§ WHAT IS BEING ASKED
Lines with the string "containing" in the data below: report how many there are, and write nothing but the number.

▼

PR #1479, opened 2026-07-07
fix: preserve hash fragment in createSerializer bases

franky47:
URL bases silently dropped the #hash fragment, and string bases folded it into the last query param value (later percent-encoded), corrupting links built off anchored pages such as pagination or share links.

Threads the hash through createSerializer's base-splitting logic so it survives both string and URL bases, and is preserved when clearing all params via a global null.

### DIFF
--- a/packages/nuqs/src/serializer.test.ts
+++ b/packages/nuqs/src/serializer.test.ts
@@ -249,4 +249,37 @@ describe('serializer', () => {
       expect(result).toBe('?a=1&foo=bar&z=1')
     })
   })
+  describe('hash preservation', () => {
+    it('keeps the hash with a string base and existing search', () => {
+      const serialize = createSerializer(parsers)
+      const result = serialize('/path?a=1#section', {})
+      expect(result).toBe('/path?a=1#section')
+    })
+    it('keeps the hash with a string base when adding a value', () => {
+      const serialize = createSerializer(parsers)
+      const result = serialize('/path#section', { str: 'foo' })
+      expect(result).toBe('/path?str=foo#section')
+    })
+    it('keeps the hash with a URL base', () => {
+      const serialize = createSerializer(parsers)
+      const url = new URL('https://example.com/path#section')
+      const result = serialize(url, { str: 'foo' })
+      expect(result).toBe('https://example.com/path?str=foo#section')
+    })
+    it('keeps a hash containing a ? character intact', () => {
+      const serialize = createSerializer(parsers)
+      const result = serialize('/p#frag?x', {})
+      expect(result).toBe('/p#frag?x')
+    })
+    it('keeps the hash when clearing all params with a global null', () => {
+      const serialize = createSerializer(parsers)
+      const result = serialize('/path?str=foo#section', null)
+      expect(result).toBe('/path#section')
+    })
+    it('leaves paths without a hash unchanged', () => {
+      const serialize = createSerializer(parsers)
+      const result = serialize('/path', {})
+      expect(result).toBe('/path')
+    })
+  })
 })
--- a/packages/nuqs/src/serializer.ts
+++ b/packages/nuqs/src/serializer.ts
@@ -67,9 +67,9 @@ export function createSerializer<
     arg1BaseOrValues: BaseType | Values,
     arg2values: Values | null = {}
   ) {
-    let [base, search] = isBase<BaseType>(arg1BaseOrValues)
+    let [base, search, hash] = isBase<BaseType>(arg1BaseOrValues)
       ? splitBase(arg1BaseOrValues)
-      : ['', new URLSearchParams()]
+      : ['', new URLSearchParams(), '']
     const values = isBase(arg1BaseOrValues) ? arg2values : arg1BaseOrValues
     if (values === null) {
       for (const key in parsers) {
@@ -79,7 +79,7 @@ export function createSerializer<
       if (processUrlSearchParams) {
         search = processUrlSearchParams(search)
       }
-      return (base + renderQueryString(search)) as Return
+      return (base + renderQueryString(search) + hash) as Return
     }
     for (const key in parsers) {
       const parser = parsers[key]
@@ -106,7 +106,7 @@ export function createSerializer<
     if (processUrlSearchParams) {
       search = processUrlSearchParams(search)
     }
-    return base + renderQueryString(search)
+    return base + renderQueryString(search) + hash
   }
   return serialize
 }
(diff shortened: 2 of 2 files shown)


franky47:
<details>

# Plan 004: Preserve the URL hash fragment in `createSerializer`

> maintain the index.
>
> **Drift check (run first)**: `git diff --stat dad2045e..HEAD -- packages/nuqs/src/serializer.ts packages/nuqs/src/serializer.test.ts`

## Status

- **Priority**: P2
- **Effort**: S
- **Risk**: LOW
- **Depends on**: none
- **Category**: bug

## Why this matters

`createSerializer` builds URLs/query strings from typed values, optionally on
top of a base (`string | URLSearchParams | URL`). Hash fragments in the base
are mishandled in both non-trivial base types:

- **`URL` base**: the hash is silently dropped —
  `serialize(new URL('https://x.com/path#section'), { q: 'a' })` →
  `https://x.com/path?q=a` (no `#section`).
- **`string` base**: the hash is folded into the query string —
  `serialize('/path?a=1#section', {})` treats `1#section` as the value of `a`,
  and the eventual re-render percent-encodes the `#`, producing
  `/path?a=1%23section`. The fragment becomes part of a param value.

Anyone building links off an existing URL (pagination on an anchored page,
share links) loses or corrupts the fragment. The nuqs e2e suite even has a
`hash-preservation` spec for the *hooks* — the serializer contradicts that
behavior.

## Current state

- `packages/nuqs/src/serializer.ts` (135 lines) — the whole feature.

The two return points that must carry the hash (`serializer.ts:74-83` and
`:106-110`):

```ts
if (values === null) {
  for (const key in parsers) {
    const urlKey = urlKeys[key] ?? key
    search.delete(urlKey)
  }
  if (processUrlSearchParams) {
    search = processUrlSearchParams(search)
  }
  return (base + renderQueryString(search)) as Return
}
// ... main loop ...
if (processUrlSearchParams) {
  search = processUrlSearchParams(search)
}
return base + renderQueryString(search)
```

The base splitter (`serializer.ts:122-134`):

```ts
function splitBase<BaseType extends Base>(base: BaseType) {
  if (typeof base === 'string') {
    const [path = '', ...search] = base.split('?')
    return [path, new URLSearchParams(search.join('?'))] as const
  } else if (base instanceof URLSearchParams) {
    return ['', new URLSearchParams(base)] as const // Operate on a copy of URLSearchParams, as derived classes may restrict its allowed methods
  } else {
    return [
      base.origin + base.pathname,
      new URLSearchParams(base.searchParams)
    ] as const
  }
}
```

Call site (`serializer.ts:70-73`):

```ts
let [base, search] = isBase<BaseType>(arg1BaseOrValues)
  ? splitBase(arg1BaseOrValues)
  : ['', new URLSearchParams()]
```

- `renderQueryString(search)` (from `./lib/url-encoding`) returns `''` or a
  string starting with `?`. A URL's serialization order is
  `path` + `?query` + `#hash`, so the hash must be appended **after**
  `renderQueryString`.
- Note `URL.hash` and the manual split both yield the fragment *including*
  the leading `#` (or `''` when absent) — keep that convention so appending is
  unconditional string concatenation.
- Hash may legally contain `?` (e.g. `/p#frag?x`), so for string bases split
  off the hash **before** splitting on `?`.

Repo conventions: Prettier — no semicolons, single quotes, 2-space,
`arrowParens: avoid`, no trailing commas. Tests: `serializer.test.ts`
(colocated, unit project, Node) — follow its existing describe/it structure.
Bundle budgets: serializer ships in both Client (6 kB) and Server (3.8 kB)
bundles — keep the change to a handful of bytes.

## Commands you will need

|---|---|---|
| Build + size gate | `pnpm --filter nuqs build && pnpm --filter nuqs test:size` | exit 0, within limits |

## Scope

**In scope** (the only files you should modify):
- `packages/nuqs/src/serializer.ts`
- `packages/nuqs/src/serializer.test.ts` (add tests)

**Out of scope** (do NOT touch):
- `packages/nuqs/src/lib/url-encoding.ts` (`renderQueryString`) — it renders
  the query string only; hash handling belongs to the serializer's base logic.
- Hook-level hash preservation (adapters) — already works, covered by e2e.

## Git workflow

- Branch: `fix/serializer-hash-preservation` off `next`
- Conventional commit, e.g. `fix: preserve hash fragment in createSerializer bases`
- No Co-Authored-By/Claude attribution. Do NOT push or open a PR unless the
  operator instructed it.

## Steps

Add a `describe('hash preservation', ...)` block to `serializer.test.ts`
(reuse the parsers/serializer setup already in the file). Cases, asserting
exact output strings:

1. String base with hash and existing search:
   `serialize('/path?a=1#section', {})` → `/path?a=1#section`.
2. String base with hash, adding a value:
   `serialize('/path#section', { <someKey>: <someValue> })` →
   `/path?<key>=<value>#section`.
3. `URL` base with hash:
   `serialize(new URL('https://example.com/path#section'), { <someKey>: <someValue> })`
   → `https://example.com/path?<key>=<value>#section`.
4. Hash containing a `?`: `serialize('/p#frag?x', {})` → `/p#frag?x`.
5. `values === null` clears params but keeps the hash:
   `serialize('/path?<key>=<value>#section', null)` → `/path#section`.
6. No hash → unchanged behavior (regression guard): pick one existing-style
   case, e.g. `serialize('/path', {})` → `/path`.

**Verify**: `pnpm --filter nuqs test:unit` → cases 1-5 FAIL, case 6 passes.

### Step 2: Thread the hash through

Extend `splitBase` to return a third element `hash` (`''` when absent):

```ts
function splitBase<BaseType extends Base>(base: BaseType) {
  if (typeof base === 'string') {
    const [pathAndSearch = '', ...hashParts] = base.split('#')
    const hash = hashParts.length ? '#' + hashParts.join('#') : ''
    const [path = '', ...search] = pathAndSearch.split('?')
    return [path, new URLSearchParams(search.join('?')), hash] as const
  } else if (base instanceof URLSearchParams) {
    return ['', new URLSearchParams(base), ''] as const // Operate on a copy of URLSearchParams, as derived classes may restrict its allowed methods
  } else {
    return [
      base.origin + base.pathname,
      new URLSearchParams(base.searchParams),
      base.hash
    ] as const
  }
}
```

Update the destructuring at the call site (`:70-73`) to
`let [base, search, hash] = ...` with `['', new URLSearchParams(), '']` as
the non-base fallback, and append `hash` at **both** return points:
`base + renderQueryString(search) + hash`.

**Verify**: `pnpm --filter nuqs test:unit` → all pass, including all
pre-existing serializer tests.

**Verify**: `pnpm --filter nuqs test:types` → pass;
`pnpm --filter nuqs build && pnpm --filter nuqs test:size` → within limits;
`pnpm lint:prettier` → exit 0.

## Test plan

Covered by Step 1 (6 cases). Pattern: existing `serializer.test.ts` blocks.
Verification: `pnpm --filter nuqs test:unit` → all pass.

## Done criteria

- [ ] `pnpm --filter nuqs test:unit` exits 0; hash-preservation tests exist and pass
- [ ] `pnpm --filter nuqs test:types` exits 0 (the `as const` tuple change must not leak into public types)

## STOP conditions

- `splitBase` doesn't match the excerpt (drifted).
- Any pre-existing serializer test asserts hash-dropping as expected behavior
  — that means the current behavior was chosen deliberately; needs maintainer
  input.
- `test:size` fails.

## Maintenance notes

- If a future option adds hash *writing* (e.g. `serialize(..., { hash })`),
  this three-tuple is the place to extend.
- Reviewer: check case 4 (hash containing `?`) — it's the reason the string
  base splits `#` before `?`.

</details>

▲

§ OUTPUT OF THE EXERCISE
3